SUPPLIED RECORDS ▸
------

PR #928, opened 2026-08-20
Update gophercloud to v2

imshubham22apr-gif:
This PR resolves issue #1667 by upgrading the `github.com/gophercloud/gophercloud` dependency from v1 to v2. 

The upgrade to v2 introduces several breaking API changes that have been addressed in this PR. Most notably, the `gophercloud` SDK is now context-aware, requiring a `context.Context` object to be passed as the first argument to all functions that make HTTP calls. All relevant OpenStack API calls in `platform/api/openstack/api.go` have been updated to use `context.TODO()`.

Additionally, several modules have been reorganized or deprecated in v2. The `imageservice` module has been renamed to `image` (Glance API). Furthermore, the deprecated Compute (Nova) Floating IP extension has been completely removed in v2, so the floating IP logic has been structurally rewritten to use the modern Networking (Neutron) API.

## How to use

Reviewers should verify that the new Neutron Floating IP logic correctly provisions and associates floating IPs during server creation, as the underlying OpenStack API calls have completely changed from Nova to Neutron. Ensure that `Mantle` can still successfully create and delete instances with floating IPs on OpenStack.

## Testing done

Successfully built the `openstack` platform package locally targeting the Linux OS environment to verify there are no compilation errors with the new `gophercloud/v2` SDK.

Command run:
`$env:GOOS="linux"; go build ./platform/api/openstack/...`
Output: Extracted successfully with exit code 0.

- [x] Inspected CI output for image differences: `/boot` and `/usr` size, packages, list files for any missing binaries, kernel modules, config files, kernel modules, etc.


tormath1:
I'll have to close this PR in favor of: https://github.com/flatcar/mantle/pull/897 - this is clearly a duplicate. @imshubham22apr-gif  in open-source, you usually check if someone is already working on a an issue (https://github.com/flatcar/Flatcar/issues/1667#issuecomment-5077714104). If you want to contribute on this specific topic, you can help reviewing the initial PR or picking-up another issue. Thanks for your contribution :)

PR #929, opened 2026-08-20
kola/misc: modernize root-on-raid to use Butane

amanmaurya92:
This resolves an ancient `TODO` by migrating the `cl.disk.raid*.root` ignition configuration from legacy JSON to a modern Butane payload. 

Modern Ignition supports `wipe_partition_entry: true`, which allows us to selectively zero out partition 9 directly on the primary boot disk and replace it with partitions 9 and 10 for the RAID array. Because of this upgrade, we have completely removed the artificial requirement for a secondary virtual disk and unlocked the RAID root test to run natively on all cloud platforms, rather than just `qemu`.

## How to use

Reviewers can validate this PR by running the modified Kola test and confirming that the nodes successfully boot with root on RAID natively across different platforms:
```bash
kola run --platform aws cl.disk.raid1.root
kola run --platform qemu cl.disk.raid0.root
```

## Testing done

Executed `$env:GOOS="linux"; cd kola/tests/misc; go build` to syntactically verify the package logic and ensure no compilation regressions occurred. We also wrote a scratch script to run `conf.Butane()` locally, proving that the YAML parser natively parses and correctly translates the `wipe_partition_entry: true` payload into valid Ignition v3 JSON!


amanmaurya92:
can maintainers please review this change?

amanmaurya92:
cc @chewi @tormath1 , please take a look

PR #952, opened 2026-09-09
lang/worker: add test coverage for WorkerGroup and Parallel

magic-peach:
WorkerGroup and Parallel had no tests at all, despite handling concurrency limits, error capture and cancellation that other parts of mantle rely on. This adds coverage for the concurrency limit, error propagation from a failed worker, cancellation of remaining work after a failure, and the WaitError fallback behavior.

## How to use

Review the two new test files under lang/worker. No behavior in non-test code changed, so there is nothing to run beyond the test suite itself.

## Testing done

go build ./lang/worker/...
go test -race ./lang/worker/... -v

All 9 tests pass, ran 5 times in a row to check for flakiness with no failures.

Not applicable: this only adds test files for existing library code, it does not change any build output or user-facing behavior.

### DIFF
--- a/lang/worker/group_test.go
+++ b/lang/worker/group_test.go
@@ -1,0 +1,188 @@
+// Copyright 2026 The Flatcar Maintainers
+//
+// Licensed under the Apache License, Version 2.0 (the "License");
+// you may not use this file except in compliance with the License.
+// You may obtain a copy of the License at
+//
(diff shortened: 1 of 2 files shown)


magic-peach:
Recreating without draft status due to a permission issue transitioning out of draft.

------

EXERCISE PROMPT ▸ Search the records for the word "image" and copy every line where it occurs.

RESPONSE TO THE EXERCISE ▸
Additionally, several modules have been reorganized or deprecated in v2. The `imageservice` module has been renamed to `image` (Glance API). Furthermore, the deprecated Compute (Nova) Floating IP extension has been completely removed in v2, so the floating IP logic has been structurally rewritten to use the modern Networking (Neutron) API.
- [x] Inspected CI output for image differences: `/boot` and `/usr` size, packages, list files for any missing binaries, kernel modules, config files, kernel modules, etc.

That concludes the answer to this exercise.